I agree BUT not what I said. Heat radiating from a cold area will not raise the temperature of any area hotter. This is scientific fact, through the laws of thermodynamics, Planck’s law etc. The GHE theory requires this to happen.
A lot of really smart people said that humans would never be able to fly, much less send a man to the moon. Are we crazy or stupid to dream big? Maybe. While a lot of smart people are providing lots of really good reasons why something can’t or won’t be done, other people are actually doing it. We create our own reality.
From johnmarshall on June 5, 2014 at 1:07 am:
Do you accept that blankets keep you warmer than without them? The room is colder than your body, the blanket is cooler than your body but not as cold as the room. Yet the cooler blanket keeps you warmer than if it was not there.
The blanket slows the transfer of heat to the room. The greenhouse gases slow the transfer of heat to space, thus keeping the planet warmer than if they were not there, even when they are cooler than the planet.
Your musings on thermodynamics and Planck’s Law and misguided and moot. This is not an ice cube that’s boiling water. This is a slowing down of the rate of heat loss. Your musings do not apply.
It makes sense. In french “gogo” means : patsy, zany. Perfect kind of people for a fundraiser 😉
Andyj says:
June 4, 2014 at 2:19 pm
> These will also make you electricity. Apart from being hexagonal, what’s not to like?
Instead of being part of the “Rat Race” we’ll be part of the “Hive”. Drunk drivers will be Bumble Bees, car carriers will be Queen Bees. The Highway Patrol can still be Bears and will be looking for money, err, honey.
Come on MarkW, answer or continue to live in an environment shrouded be rules imposed by idiots
Nothing wrong with “dreaming big.” I am impatient to go to the stars. I think Maglev trains and spaceship launchers would be fabulous (cf. James Powell et al, Maglev America: How Maglev Will Transform the World Economy, StarTram: The New Race to Space, http://www.amazon.com/Maglev-America-Transform-World-Economy/dp/149232759X ). But a “solar roadway” is really a dumb idea. There is a difference.
/Mr Lynn
“MarkW says:
June 4, 2014 at 6:33 am”
No. Does NOT radiate “HEAT”. Radiates IR in various bandwidths. Humans, usually, “feel heat” in a very narrow bandwidth of the IR spectrum, usually 1 micron. ALL objects above aboslute ZERO radiate IR. Is that heat? No!

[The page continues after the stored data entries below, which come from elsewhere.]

PR #2840, opened 2020-09-11
Switch off gardener-apiserver's vertical scale down by hvpa

ggaurav10:

/area control-plane
/area auto-scaling
/priority normal

Switch off gardener-apiserver's vertical scale down by hvpa

Fixes #

**Release note**:

```improvement operator
Switch off gardener-apiserver's vertical scale down by hvpa. Since VPA doesn't seem to be handling the resource usage spikes well, it can result in repeated oomkills. Turning off scale down should reduce such occurancces.
```

### DIFF
--- a/charts/gardener/controlplane/charts/runtime/templates/apiserver/hvpa.yaml
+++ b/charts/gardener/controlplane/charts/runtime/templates/apiserver/hvpa.yaml
@@ -58,7 +58,7 @@ spec:
 {{- end }}
     scaleDown:
       updatePolicy:
-        updateMode: "Auto"
+        updateMode: "Off"
 {{- if .Values.global.apiserver.hvpa.vpaScaleDownStabilization }}
 {{ toYaml .Values.global.apiserver.hvpa.vpaScaleDownStabilization | indent 6 }}
 {{- end }}


rfranzke (approved):
/lgtm
/invite @amshuman-kr

danielfoehrKn:
Does this mean that the Gardener API server is never automatically scaled down?
I suppose the current scale down behaviour is causing issues.

Can you maybe explain a little bit why this is done and also write it in the release notes?

amshuman-kr (approved):

amshuman-kr:
> Does this mean that the Gardener API server is never automatically scaled down?

Only vertical scaling down is switched off. HPA scaling down might still happen.

> I suppose the current scale down behaviour is causing issues.

Yes. The VPA recommender is not coping well with spikes in load and scaling down potentially makes this worse. Not scaling down can potentially give the pods a bit more room during spikes in load (if spikes are smaller than past spikes).

> Can you maybe explain a little bit why this is done and also write it in the release notes?

@ggaurav10 Could you please update the release note with a bit more explanation/rationale.

danielfoehrKn (approved):

timebertt:
> Only vertical scaling down is switched off. HPA scaling down might still happen.

So, this means, if somehow g-api was scaled up to like 8Gi or even more, it will keep running with such high requests?

Can't we rather somehow stabilize the scale down behaviour, if it was recently scaled up / is being rolled / was OOM killed?

> The VPA recommender is not coping well with spikes in load and scaling down potentially makes this worse.

I thought, VPA would watch events to detect OOMs and add artificial memory bumps to its metrics model. Isn’t this the case? Or why doesn't it work for our case?

charts/gardener/controlplane/charts/runtime/templates/apiserver/hvpa.yaml
```diff
@@ -58,7 +58,7 @@ spec:
 {{- end }}
     scaleDown:
       updatePolicy:
-        updateMode: "Auto"
+        updateMode: "Off"
```
timebertt, line 61: Can we please make this configurable instead of turning it off for all people, although they might not see problems with that in their landscapes?

timebertt (changes requested):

I use to live in NH as a kid, melt this 😉 https://www.facebook.com/photo.php?fbid=10201419586204900&set=pb.1632187392.-2207520000.1401983793.&type=3&theater
[snip – language – no need to use “deniers” and f-word in rants. Feel free to resubmit sans those policy violations – Anthony]
philjourdan says:
June 5, 2014 at 9:44 am
No, those three companies comercialized Ethernet, that’s almost certainly what you’re thinking of. While you can transport Internet protocol packets over Ethernet, there are many other message types that can be too. E.g. DECnet and other public and proprietary protocols from Microsoft, Novell, etc. You can have a very active Ethernet with no Internet protocol activity at all.

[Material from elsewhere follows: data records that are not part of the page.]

PR #2847, opened 2020-09-14
Enabling SNI feature gate is now graceful

### LINKED ISSUE #22: [BUG] DWD cannot talk to the shoot API servers anymore when APIServerSNI feature gate is enabled in g/g
**Describe the bug:**
When the `APIServerSNI` feature gate is enabled in g/g then the DWD cannot talk to the kube-apiserver's anymore although they are perfectly reachable:

```
I0624 07:14:37.040182       1 prober.go:308] shoot-kube-apiserver/shoot--dev--foo/external: probe failed with error: Get https://api.foo.dev.internal.example.com/version?timeout=10s: context deadline exceeded. Will retry...
I0624 07:14:37.040244       1 prober.go:320] shoot-kube-apiserver/shoot--dev--foo/external: probe result: &scaler.probeResult{lastError:(*url.Error)(0xc0007e0540), resultRun:3}
```

This leads to the problem that the KCMs are being scaled down.
This problem resolves on its own when you restart DWD or after some time ~15-20min.

**Expected behaviour:**
DWD should continue to reach the kube-apiservers

/assign @amshuman-kr @mvladev

mvladev:

/area control-plane
/kind enhancement
/priority normal

With this change when SNI was disabled and then enabled during the reconciliation the following happens:

- kube-apiserver service is annotated with the istio's `exportTo` annotation to add it to the service mesh
- kube-apiserver service is kept of type `LoadBalancer` to keep traffic in
the cluster running as DNS cache will force traffic to go to the current
kube-apiserver Loadbalancer IP.
- istio resources are added so traffic from the service mesh can be send
to the istio ingress gateway (for newer clients)
- DNS entries are changed to point to the istio IGW Loadbalancer
- at the end of the reconciliation when the tunnel connection is working,
update the kube-apiserver to type of `ClusterIP`.

Fixes gardener/dependency-watchdog#22

I would recommend to move the logic of kube-apiserver service management + SNI in a a separate controller. This would allow to update the DNSEntries only when the DNS's TTL has passed and ensure with 100% that end-users experience only a connection close and are able to to quickly reconnect to the istio IGW.

**Release note**:

```improvement operator
Enabling SNI feature gate now changes the type of kube-apiserver Service to `ClusterIP` only after `DNSEntries` are updated to point to the istio ingress gateway.
```

### DIFF
--- a/pkg/gardenlet/controller/shoot/shoot_control_reconcile.go
+++ b/pkg/gardenlet/controller/shoot/shoot_control_reconcile.go
@@ -91,6 +91,7 @@ func (c *Controller) runReconcileShootFlow(o *operation.Operation) *gardencorev1
 		staticNodesCIDR                = o.Shoot.Info.Spec.Networking.Nodes != nil
 		useSNI                         = botanist.APIServerSNIEnabled()
 		generation                     = o.Shoot.Info.Generation
+		sniPhase                       = botanist.Shoot.Components.ControlPlane.KubeAPIServerSNIPhase
 		requestControlPlanePodsRestart = controllerutils.HasTask(o.Shoot.Info.Annotations, common.ShootTaskRestartControlPlanePods)
 
 		g                      = flow.NewGraph("Shoot cluster reconciliation")
@@ -119,7 +120,9 @@ func (c *Controller) runReconcileShootFlow(o *operation.Operation) *gardencorev1
 		})
 		deployKubeAPIServerService = g.Add(flow.Task{
 			Name: "Deploying Kubernetes API server service in the Seed cluster",
-			Fn: flow.TaskFn(botanist.Shoot.Components.ControlPlane.KubeAPIServerService.Deploy).
+			Fn: flow.TaskFn(func(ctx context.Context) error {
+				return botanist.DeployKubeAPIService(ctx, sniPhase)
+			}).
 				RetryUntilTimeout(defaultInterval, defaultTimeout).
 				SkipIf(o.Shoot.HibernationEnabled && !useSNI),
 			Dependencies: flow.NewTaskIDs(deployNamespace, ensureShootClusterIdentity),
@@ -346,6 +349,23 @@ func (c *Controller) runReconcileShootFlow(o *operation.Operation) *gardencorev1
 			Name:         "Waiting until the Kubernetes API server can connect to the Shoot workers",
 			Fn:           flow.TaskFn(botanist.WaitUntilTunnelConnectionExists).SkipIf(o.Shoot.HibernationEnabled),
 			Dependencies: flow.NewTaskIDs(deployManagedResources, waitUntilNetworkIsReady, waitUntilWorkerReady),
+		})
+		_ = g.Add(flow.Task{
+			Name: "Finishing Kubernetes API server service SNI transition",
+			Fn: flow.TaskFn(func(ctx context.Context) error {
+				return botanist.DeployKubeAPIService(ctx, sniPhase.Done())
+			}).
+				RetryUntilTimeout(defaultInterval, defaultTimeout).
+				SkipIf(o.Shoot.HibernationEnabled).
+				DoIf(sniPhase == component.PhaseEnabling || sniPhase == component.PhaseDisabling),
+			Dependencies: flow.NewTaskIDs(waitUntilTunnelConnectionExists),
+		})
+		_ = g.Add(flow.Task{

These days, of course, most Ethernet traffic is Internet packets.
Long haul Internet traffic is not Ethernet.
@Ric Werme – You are correct. However, tangental to that is the fact that Ethernet was the goose that got the Internet going. An open, if inefficient, standard, that made connections cheap. It has now even morphed to WAN connections. Of course the Ethernet of today is nothing like the DIX standard of years gone by. But the kernel is still there.
mike says:
June 5, 2014 at 2:28 am
“A lot of really smart people said that humans would never be able to fly, much less send a man to the moon. Are we crazy or stupid to dream big? Maybe. While a lot of smart people are providing lots of really good reasons why something can’t or won’t be done, other people are actually doing it. ”
No they don’t. They didn’t perform the emergency stop test.
Mr. Inventor said “the technology is ready, now it’s time for manufacturing it.”
Yet he didn’t do the emergency stop test.
So his assertion that the technology is ready was a lie. As an electrical engineer he knows that a technology must be tested. So it was not an oversight, but a lie.
And all of this is excrutiatingly funny. His fanboys gave him 1.5 million for that! Man! Genius!